Is a Voluntary Exit Incentive Plan Right for Your Organization?

Although it’s not something HR relishes, sometimes an organization needs to cut personnel numbers. When faced with this daunting task, many employers use exit incentives. At the Ogletree Deakins 2019 Employee Benefits and Executive Compensation Symposium, employment attorneys Stephanie Smithey and Nonnie Shivers explored the ins and outs of designing a voluntary exit incentive program.

Initial Considerations

Smithey and Shivers began their discussion by noting that when considering the use of an exit incentive, an employer first needs to evaluate what business goals it wants to achieve. Then it may first want to determine whether a voluntary program will achieve those goals since many employers want to see if a voluntary plan will work before considering an involuntary option.

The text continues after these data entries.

PR #174, opened 2025-10-08
Decoupled utility functions from json/reader.cc and yaml/event_writer.cc

matteB10:
Moved some utility functions from json/reader.cc and yaml/event_writer.cc to new files in their respective directories to improve cohesion and obtain more accurate results when analysing code coverage.


matajoh (changes requested):
This all makes sense, and matches what we discussed. I have a small change: instead of `utils.cc` can you name the files `json.cc` and `yaml.cc`?

PR #179, opened 2025-12-03
Using symbol table bindings in random tree generation

matteB10:
This PR introduces a new option `--gen_bound` that uses bound names during fuzzing.  
This option is enabled by default and leverages symbol tables to find already bound locations when generating a node that:

1. Serves as a binding key in a symbol table within the current scope,
2. Does **not** bind a node defined with `flag::shadowing`, and
3. Is not the binding site itself.

For 1. Bound locations are only used when generating nodes of the same token type as the binding key, and we can find a bound symbol of this type in the current scope. E.g., if we rewrite an `Ident` to a `Ref`, but the symbol table only contains bindings with keys of type `Ident`, the generated `Ref` will get a fresh location. 

For 2. Nodes that bind elements defined with `flag::shadowing` would cause a "conflicting definitions" error when building symbol tables, so we avoid generating trees with such conflicts by checking for this flag.

For 3. If we have something like `Assign <<= Ident * Expr[Ident]` and we are generating an `Ident` as the first child of an `Assign`, we generate a fresh location for that `Ident` since this is the binding site.

Following Matt P's suggestion, if we have `n` bound symbols to choose from, we randomly select one from `n+1` options to occasionally (though rarely) use fresh locations even when the criteria above are met.

### DIFF
--- a/parsers/yaml/to_json.cc
+++ b/parsers/yaml/to_json.cc
@@ -36,6 +36,7 @@ namespace
     | (FlowSequence <<= wf_strings_flow_tokens++)
     | (FlowMappingItem <<= (Key >>= wf_strings_flow_tokens) * (Value >>= wf_strings_flow_tokens))
     | (MappingItem <<= (Key >>= wf_strings_tokens) * (Value >>= wf_strings_tokens))
+    | (TagValue <<= TagPrefix * TagName * (Value >>= wf_strings_tokens))
     ;
   // clang-format on
 
@@ -44,12 +45,13 @@ namespace
 
   // clang-format off
   inline const auto wf_lookup =
-    wf_strings
+    wf_strings 
     | (Document <<= Directives * DocumentStart * (Value >>= wf_lookup_tokens) * DocumentEnd)
     | (Sequence <<= wf_lookup_tokens++)
     | (FlowSequence <<= wf_lookup_flow_tokens++)
     | (FlowMappingItem <<= (Key >>= wf_lookup_flow_tokens) * (Value >>= wf_lookup_flow_tokens))
     | (MappingItem <<= (Key >>= wf_lookup_tokens) * (Value >>= wf_lookup_tokens))
+    | (TagValue <<= TagPrefix * TagName * (Value >>= wf_lookup_tokens))
     ;
   // clang-format on
 


include/trieste/wf.h
```diff
@@ -155,13 +161,82 @@ namespace trieste
...
+              n->type() & flag::lookup &&
+              binding_keys[n->type()].first == type);
+          });
+        }
+        return symbols;
+      }
 
-      Location location(Node n)
+      // Returns true if we should generate a bound variable
+      bool gen_bound(Node parent, Token child_type)
```
EliasC: `gen_bound` sounds like it generates a bound term. Maybe `should_gen_bound`?

include/trieste/wf.h
```diff
@@ -155,13 +161,82 @@ namespace trieste
...
+          auto key_field_index = binding_keys[parent->type()].second;
+          auto key_field_type = binding_keys[parent->type()].first;
+          auto current_index = parent->size() - 2; // Child is last pushed node
+          if (key_field_type == child_type)
+            // Generate a bound variable if we are not at the binding site
+            return key_field_index != current_index;
+          else
+            return false; 
+        }
+        else // Not at binding site
```
EliasC: If you flip the previous condition you can put this first for an early return

include/trieste/wf.h
```diff
@@ -155,13 +161,82 @@ namespace trieste
...
+          auto type = child->type();
+          Nodes symbols = get_symbols(type, parent->scope());
+
+          // Ensure we're not always use bindings when they exist by adding +1
+          auto rand_symbol = static_cast<size_t>(next() % (symbols.size() + 1));
+          // If we have a bound symbol to use, we're not at the binding site,
+          // and the parent type allows shadowing, use a bound symbol
+          if (
+            rand_symbol < symbols.size() && gen_bound(parent, type) &&
+            !(parent->type() & flag::shadowing))
```
EliasC: Shouldn't this last thing be checked inside `gen_bound`? The `parent` here is the parent of the node whose location we're generating, but the shadowing check should only come into play when we happen to be generating a bound variable where a new (shadowing) binding should go.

When deciding on the best plan design for your organization, it’s a good idea to compare the differences between involuntary and voluntary exit plans, according to Shivers and Smithey.

Involuntary Plans

Under an involuntary exit incentive plan, an employer:

  • Cannot consider age;
  • Has a goal of reducing its headcount or eliminating positions and/or functions; and
  • Can base selection on nondiscriminatory objective factors and, if needed, subjective factors.

An employer also has control over the size of the group and the employees selected, but must consider whether the plan has a disparate impact on protected groups.

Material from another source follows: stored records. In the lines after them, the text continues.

PR #188, opened 2026-02-11
Allow fuzzing passes in sequence

EliasC:
This PR adds support for fuzzing passes in sequence rather than one at a time. Running a driver with `test --sequence` will generate the requested number of ASTs and pass any survivors on to the next pass, and so on until there are no survivors or until we reach the last pass. The use case for this is for example generating programs for the type checking phase so that the backend can be tested on type checked programs (which survived type checking).

The PR includes a major refactoring of the fuzzer which makes it less of a monolith. There is also options for collecting and presenting size information for generated ASTs.

### DIFF
--- a/include/trieste/driver.h
+++ b/include/trieste/driver.h
@@ -123,7 +123,7 @@ namespace trieste
       test->add_flag("--size_stats", test_size_stats, "Collect size statistics for ASTs (defaults to log level Info)");
 
       test->callback([&]() {
-        if (test_size_stats && logging::detail::default_report_level == logging::detail::LogLevel::Uninitialized)
+        if (test_size_stats && log_level.empty())
         {
           logging::set_log_level_from_string("Info");
         }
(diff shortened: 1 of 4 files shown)


include/trieste/ast.h
```diff
@@ -900,6 +900,34 @@ namespace trieste
...
+      {
+        size_t max_height = 0;
+        for (Node& child : children)
+        {
+          size_t child_height = child->tree_height();
+          max_height = std::max(max_height, child_height + 1);
+        }
+        return max_height;
+      }
+    }
```
mjp41: Could this be rewritten with traverse, so we don't blow the stack on large trees.

```C++
size_t curr_depth = 0;
size_t max_depth = 0;

traverse([&](Node&) {
  curr_depth++;
  if (curr_depth > max_depth)
    max_depth = curr_depth;
  return true;
},
{
  curr_depth--;
});
```

PR #198, opened 2026-04-08
Testsuite: reject crashes in golden files and support multiple suites

mjp41:
Add a validation gate (cmake/validate_golden.cmake) that runs between test execution and golden-file copying during update-dump. It rejects non-numeric exit codes (e.g. "Segmentation fault", "Aborted") so that crashes are never silently accepted as expected output. Collection .cmake files can optionally set TESTSUITE_VALIDATOR to a custom CMake script for additional checks.

Restructure targets so testsuite() can be called multiple times in a project. Each call now creates per-suite targets (e.g. infix-update-dump, infix-update-dump-clean) and the global update-dump / update-dump-clean targets aggregate all suites via add_dependencies. Target names use '-' separators for MSVC generator compatibility. Duplicate testsuite() calls with the same name are caught with a clear error.

Add a shrubbery testsuite (with two example tests) to exercise the multi-suite support alongside the existing infix testsuite.


EliasC (approved):
LGTM! Can also confirm that it solves the issue I was seeing with multiple test suites.

PR #199, opened 2026-04-20
Add location information to .trieste AST dump format

mjp41:
Each AST node with a non-empty source origin now emits its filename, byte offset, and length in the serialized `.trieste` format.

### Format

The grammar for the location annotation after each token name:

```
    location  ::= filename? '|' pos '|' (content | len)
                | content
                | ε

    filename  ::= netstring
    content   ::= netstring
    pos, len  ::= NUM
    netstring ::= NUM ':' <NUM bytes>
```

- **Full location**: `10:input.json|3|4:defg` — filename netstring, `|pos|`, content netstring
- **Elided filename**: `|3|4:defg` — filename omitted when it matches the parent's origin
- **Non-print node**: `10:input.json|0|120` — bare length instead of content netstring
- **Old format** (backward compat): `5:hello` — bare content netstring, no location
- **Bare token**: no annotation

The `|` delimiter separates location fields; `:` appears only inside netstrings. The format is unambiguous without token metadata: after `|pos|`, a netstring is attempted for inline content; if no netstring follows, a bare number gives the span length.

### Location reconstruction

`build_ast()` reconstructs `Location` objects with the original filename and byte offset. Print node sources use `SourceDef::synthetic_at_offset()`, which stores an offset so that `view()` indexes correctly while `pos` carries the original file offset. For offset sources, `linecol()` returns `{0, pos}` as a best-effort approximation; accurate line:col would require serializing line:col in the dump format.

### Other changes

- Filename elision in `str()` uses **origin string comparison** (not pointer identity) so that elision works correctly after deserialization, where each node gets a distinct `SourceDef`.
- `SourceDef` gains an `offset_` field and `synthetic_at_offset()` factory. `Location::view()` uses `pos - offset` to index into the buffer.
- The `File` node created by the parser now spans the whole source file rather than carrying the filename as its location text.
- `build_ast()` validates netstring lengths against remaining input and aborts on malformed location annotations.
- Old-format `.trieste` files without location annotations parse identically to before.
- `.gitattributes` forces LF line endings on test inputs and golden files for consistent byte offsets across platforms.


sylvanc (approved):

EliasC (approved):
LGTM! Am I reading this right that the old format can still be picked up by the Trieste parser?

include/trieste/ast.h
```diff
@@ -746,15 +746,51 @@ namespace trieste
...
+        else
+        {
+          if (node->type_ & flag::print)
+          {
+            auto content = loc.view();
+            out << " " << content.size() << ":" << content;
+          }
+
+          origin_stack.push_back(
+            origin_stack.empty() ? &no_origin : origin_stack.back());
```
matajoh: I'm not sure I follow the logic here. If a location has no source, you duplicate the top of the stack (or add the `no_origin` sentinel)? Wouldn't it be cleaner to always push `no_origin`?

Otherwise, isn't this essentially the value already stored in `effective`?

include/trieste/regex.h
```diff
@@ -860,32 +860,127 @@ namespace trieste
...
+    static const auto hd =
+      TRegex("[[:space:]]*\\([[:space:]]*([^[:space:]\\(\\)]*)");
+    static const auto st = TRegex("[[:space:]]*\\{[^\\}]*\\}");
+    static const auto ns = TRegex("[[:space:]]*([[:digit:]]+):");
+    static const auto colon_num = TRegex("[[:space:]]*:([[:digit:]]+)");
+    static const auto num = TRegex("[[:space:]]*([[:digit:]]+)");
+    static const auto colon = TRegex(":");
+    static const auto tl = TRegex("[[:space:]]*\\)");
+
+    TRegexMatch m(2);
```
matajoh: Why the name change? re_match was quite descriptive.

mjp41:
> LGTM! Am I reading this right that the old format can still be picked up by the Trieste parser?

Yes.  But I haven't tested that as much.  Would you depend on that?  Is so, do you have any tests I could add?

include/trieste/source.h
```diff
@@ -60,11 +66,27 @@ namespace trieste
...
+      source->content_at_zero_ = true;
+      return source;
+    }
+
     const std::string& origin() const
     {
       return origin_;
     }
 
+    bool is_content_at_zero() const
```
matajoh: I dislike this design decision. It breaks encapsulation in a weird way (by which I mean the Location needs to understand internal mechanics of source creation in order to use them properly). One can imagine alternatives which would be equivalent, for example a map of positions to strings that can be populated during the pre-traversal, that would allow the Source to still present the same interface to Location (and any other downstream consumers). It is implemented correctly as far as I can tell, but it feels brittle.

samples/shrubbery/testsuite/examples/operators_out/ast.txt
```diff
@@ -2,29 +2,29 @@ shrubbery
...
-            (shrub-terms
-              (shrub-atom 1:b))
-            (shrub-none)
-            (shrub-none))
-          (group
-            (shrub-terms
-              (shrub-atom 1:c))
-            (shrub-none)
-            (shrub-none)))))))
+  (file 19:operators.shrubbery:0:19
```
matajoh: Small formatting nit: could we use a different delimiter for the netstring? I think it would read more cleanly. I always shudder a bit at the same delimiter being used for different levels of parsing.

matajoh (commented):
Just a few design questions, implementation otherwise appears correct and functional.

EliasC:
> Would you depend on that? Is so, do you have any tests I could add?

No, I have a bachelor student who will be generating Trieste trees, but we can see it as an upcoming test.

include/trieste/ast.h
mjp41: Sorry, I hadn't spotted that when reviewing the generated code.  Simplified the code as you suggested.

include/trieste/regex.h
mjp41: Reverted

include/trieste/source.h
mjp41: As we discussed, I have changed this to now store an offset inside source, and subtract that from any supplied offset.

samples/shrubbery/testsuite/examples/operators_out/ast.txt
mjp41: Changed to use | for field separators and : is for the netstring.  This is way clearer, thanks.

sylvanc (approved):

PR #204, opened 2026-05-26
Compute `pass_through` correctly for sequences

EliasC:
This PR fixes an issue where the `FastPattern` computation would always consider a sequence as having no passthrough. This meant that a pattern like `In(Foo) * Start * T(Bar)` would not end up with `Bar` in its start set (instead it would apply to all tokens in `Foo`, which is less efficient). Passthrough also needs to be checked during pattern compilation as a sequence of only passthrough patterns (which may consume zero nodes) that has a non-empty start set otherwise is only applied when the next token is in that start set. 

Because this only improves efficiency of pattern compilation, there is no regression to test. However, the Shrubbery example contains a sequence pattern with a non-empty start set but that is passthrough:
```c++
In(Group) * Start * (!T(Block, Alt))++[Atom] * ~T(Block)[Block] * ~T(Alt)[Alt] * End
```

### DIFF
--- a/include/trieste/pass.h
+++ b/include/trieste/pass.h
@@ -217,14 +217,16 @@ namespace trieste
       {
         const auto& starts = rule.first.value.get_starts();
         const auto& parents = rule.first.value.get_parents();
+        const bool is_pass_through = rule.first.value.is_pass_through();
 
         //  This is used to add a rule under a specific parent, or to the
         //  default.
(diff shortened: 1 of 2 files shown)


EliasC:
This bug was discovered during a bachelor thesis project.

mjp41 (approved):
LGTM.  Nice work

Although involuntary plans are often used to decrease headcount and/or payroll, they may also reduce morale in your organization. They also are likely to increase concern over lack of job security in your remaining employees.

Voluntary Plans

With a voluntary plan, an employer:

  • Can consider age;
  • Is not required to eliminate positions or reduce headcount; and
  • Can base the incentive on eligibility criteria (e.g., age, years of service, grade, and position).

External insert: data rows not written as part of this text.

PR #205, opened 2026-06-09
Abort generation when running out of retries

EliasC:
The current behaviour in the fuzzer is to blindly keep generating without checking for hash uniqueness when the retry budget runs out. This PR instead makes the fuzzer give up on that particular seed and move on, avoiding reusing the same tree over and over.


matteB10 (commented):
Change name to gen_fresh_ast since an ast is not always generated.

include/trieste/fuzzer.h
```diff
@@ -221,6 +224,13 @@ namespace trieste
         hash = ast->hash();
         context.retries++;
       }
+
+      if (context.ast_hashes.find(hash) != context.ast_hashes.end())
```
matteB10: Maybe don't recalculate find

EliasC:
@matteB10 Addressed your comments now!

matteB10 (approved):

mjp41 (approved):
LGTM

However, Smithey and Shivers noted that since there is limited control over size and no control over selection, you might still need a reduction in force (RIF) if your goal is headcount reduction. This means that you may still have to end up terminating employees who considered the voluntary exit incentive but decided to stay.

According to Smithey and Shivers, voluntary incentive exit plans are typically used to address changing skills that are needed to perform work or the lack of opportunity for employee advancement. They noted that voluntary plans are usually implemented when an organization wants people to retire or needs to initiate turnover in the workforce.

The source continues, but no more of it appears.